Я по приезде домой ходил с одноклассниками на кладбище, читал выбитые на камне строки:
ПЕРЕВЕРЗЕВ АЛЕКСЕЙ ИВАНОВИЧ
02.03.1969—11.12.1987 гг.
И все. Больше ни знака, ни слова, указывающего на то, что Леха не умер от болезни, не продырявлен ножом в пьяной драке, а погиб, выполняя интернациональный долг. Долг! Да кому он должен был в свои неполные девятнадцать лет и за что? За то, что когда-то спившиеся родители подкинули его в детдом? За то, что в детдоме над ним издевались все, кто мог – преподаватели, старшие мальчишки, просто чужие люди на улице? За то, что, не спросив, погнали в эту чужую азиатскую страну? Никому он ничего не должен, и от этого смерть его еще горше и обиднее. Может быть, тогда, на могиле друга, я так и не думал, может быть, эти мысли были навеяны мне ветром перемен? Может быть.
А тогда мы молча помянули Леху, закусили луковицей и черным хлебом. Тризна у гробовой плиты была недолгой, и вскоре мы разошлись, у каждого уже были свои заботы, срочные дела. Лехи не стало, а нам предстояло еще жить и добиваться чего-то в этой пока что неведомой, но прекрасной жизни.
Как-то тоскливо стало в нашем маленьком переулочке без Лехи. Возможно, это было оттого, что я стал взрослей и по-другому смотрел на мирок, где жил до службы в армии. А может быть, потому, что из Лехиного дома подозрительно смотрели на нас новые жильцы – родственники бабки Сани. Они, по-моему, единственные из всех нас, знавших Леху, радовались его гибели.

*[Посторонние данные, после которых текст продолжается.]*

PR #9959, opened 2022-07-11
fix: [FFM-3982]: Hide Filter Cards when no Environment

Kira-Jennings:
Hide 'Active Flags' filter card behind feature flag until backend fixes are complete
- unit test added

177830724-77369a81-4e64-4727-b8b9-34969a4b6ea2


knagurski (commented):
Looks nice and simple 👍🏻 Can we get a test to prove it hides when no envs and shows when there are envs?

src/modules/75-cf/pages/feature-flags/__tests__/FeatureFlagsPage3.test.tsx
```diff
@@ -8,16 +8,24 @@
...
 import type { RenderColumnFlagProps } from '../FeatureFlagsPage'
 import mockFeatureFlags from './mockFeatureFlags'
 import cellMock from './data/cellMock'
 
+// eslint-disable-next-line @typescript-eslint/explicit-function-return-type
+const renderActiveEnvironmentHook = (activeEnvironment = 'foobar') => {
+  window.location.hash = `path?activeEnvironment=${activeEnvironment}`
+  return renderHook(() => useActiveEnvironment())
+}
+
```
knagurski, line 28: I'm pretty sure you can remove this and just keep the `window.location.hash` part in the test you want it in, as you're not actually using the rendering of the hook.

```typescript
test('should render when Feature Flags exist but no active Environment', async () => {
  window.location.hash = 'path?activeEnvironment=something'
  renderComponent()

  expect(screen.queryAllByTestId('filter-card').length).toBe(6)
})
```

An alternative would be to mock the `useActiveEnvironment` hook...

```typescript
import * as UseActiveEnvironmentHook from '@cf/hooks/useActiveEnvironment

// ...

describe('FeatureFlagsPage', () => {
  const useActiveEnvironmentMock = jest.spyOn(UseActiveEnvironmentHook, 'default')

  beforeEach(() => {
    useActiveEnvironmentMock.mockReturnValue({ activeEnvironment: 'something' })
  })

  // ...

  test('should not render if there is no active Environment', async () => {
    useActiveEnvironmentMock.mockReturnValue({ activeEnvironment: undefined })

    renderComponent()

    // ...
  }
  
  // ...
}
```

src/modules/75-cf/pages/feature-flags/__tests__/FeatureFlagsPage3.test.tsx
```diff
@@ -127,31 +108,38 @@ describe('FeatureFlagsPage', () => {
...
+      expect(screen.queryAllByTestId('filter-card').length).toBe(0)
+    })
+    test('should render when Feature Flags exist but no active Environment', async () => {
+      renderActiveEnvironmentHook()
+      renderComponent()
+
+      expect(screen.queryAllByTestId('filter-card').length).toBe(6)
+    })
+    test('should not render if there is an active Environment but no flags', async () => {
```
knagurski, line 132: Doesn't look like you're setting an active environment in this test

src/modules/75-cf/pages/feature-flags/__tests__/FeatureFlagsPage3.test.tsx
```diff
@@ -127,31 +108,38 @@ describe('FeatureFlagsPage', () => {
...
+      mockImport('services/cf', {
+        useGetAllFeatures: () => ({ data: undefined, refetch: jest.fn() })
+      })
+      renderComponent()
+
+      expect(screen.queryAllByTestId('filter-card').length).toBe(0)
```
knagurski, line 138: There's a nicer assertion available for lengths
```suggestion
      expect(screen.queryAllByTestId('filter-card')).toHaveLength(0)
```

src/modules/75-cf/pages/feature-flags/__tests__/FeatureFlagsPage3.test.tsx
Kira-Jennings: It's already been set in the previous

Kira-Jennings: It doesn't reset after that

knagurski: You should never rely on the state from a previous test. All tests should be able to be run independently.

Kira-Jennings: That's why these are in their own describe block, only these three tests care about the activeEnvironment

src/modules/75-cf/pages/feature-flags/__tests__/FeatureFlagsPage3.test.tsx
Kira-Jennings: This has proven to be far too problematic, breaking existing tests and typechecking etc. I've got them all working to a point but the tests for 1. clicking the row, and 2. Clicking edit I can't get working anymore. Have spent far too much time on this already :(

knagurski: This page is a pain in the butt to test. I had a wee go and opened a PR against this brach. Seems to work well, but there were a few head-scratcher moments! Feel free to take inspiration or go ahead and merge the changes. https://github.com/harness/harness-core-ui/pull/10159

knagurski: The issue you were probably seeing was due to the code that redirects when the active env was not a known env or it was empty (but envs do exist). There are some places in these tests where `fireEvents` are stacked and assertions are not waited for, so a race-condition would allow the redirect to sneak in there and swap the `activeEnvironment` out from under you! This would be triggered for places where an `activeEnvironment` wasn't specific (in those cases, it would redirect to the first one). And then there's a different mocked location in the `mockEnvironments` mocks and the `mockFeatureFlags` mocks. Really threw me when I wasn't expecting `sfgsd` and `foobar`.

Would be lovely to completely rethink the tests on this page... some day, but not today ¯\_(ツ)_/¯

knagurski (approved):
Nice work 👍🏻

chrisblakely01 (approved):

В поисках лучшей жизни разъезжались по стране мои добрые соседи, и вскоре переулочек наш стал для меня не только тесным и тоскливым, но и чужим. Чужие люди вокруг, чужие разговоры. Чужие воспоминания.
Вскоре и мои родители, так и не найдя в таежном Хабаровском крае того, что искали, продали дом и выехали в Подмосковье, благо что и там вслед за Дальним Востоком начали появляться неперспективные деревеньки, жители которых на пике урбанизации устремились в города, пополняя ряды лимиты. Нашли там хороший дом с большой усадьбой, который обошелся им буквально за гроши. Немного было желающих жить в глубинке, месить там сапогами грязь. Однако в деревне я не ужился, уехал в Москву, трудился на заводе, затем окончил журфак МГУ и теперь работал специальным корреспондентом в редакции одной из центральных газет. Куда только ни заносила меня репортерская жизнь, но с особым трепетом и радостью я приезжал в Хабаровск, на свою малую родину. Поселок, где я родился, располагался в пригороде, и частенько свое свободное время мы мальцами проводили в городе. У каждого были там свои любимые места. Были они и у меня. Парк со стоящей на возвышении старинной церковью Рождества Христова притягивал меня особенно. Вовсе не вера в Бога толкала меня туда, а ощущение причастности к интимному таинству, непонятному и запретному. Частенько, втихую от родителей и друзей, приезжал я сюда, слушал перезвон колоколов, глазел на крестные ходы, особенно любил торжественные воскресные службы. Мне все эти действа были интересны. Интересны хотя бы потому, что все, связанное с церковью, ее служителями и Богом, было для меня, как и для большинства моих сверстников, под запретом. Я лицезрел таинство, происходящее в храме, и воображение мое рисовало такие чудодейственные картины, что я чувствовал себя и художником, и поэтом, и врачевателем человеческих душ, ощущал себя необыкновенным человеком, способным на большие и славные дела. Здесь я мог думать и говорить Богу все, что хотел, и он никогда не прерывал меня. В школе мне говорили, что Бога нет, но я все равно рассказывал ему обо всех своих обидах и чаяниях или просто молча фантазировал. Не знаю, почему, но с тех лет я навсегда сохранил где-то в глубине сердца тихую умиротворенную любовь к храму моей юности.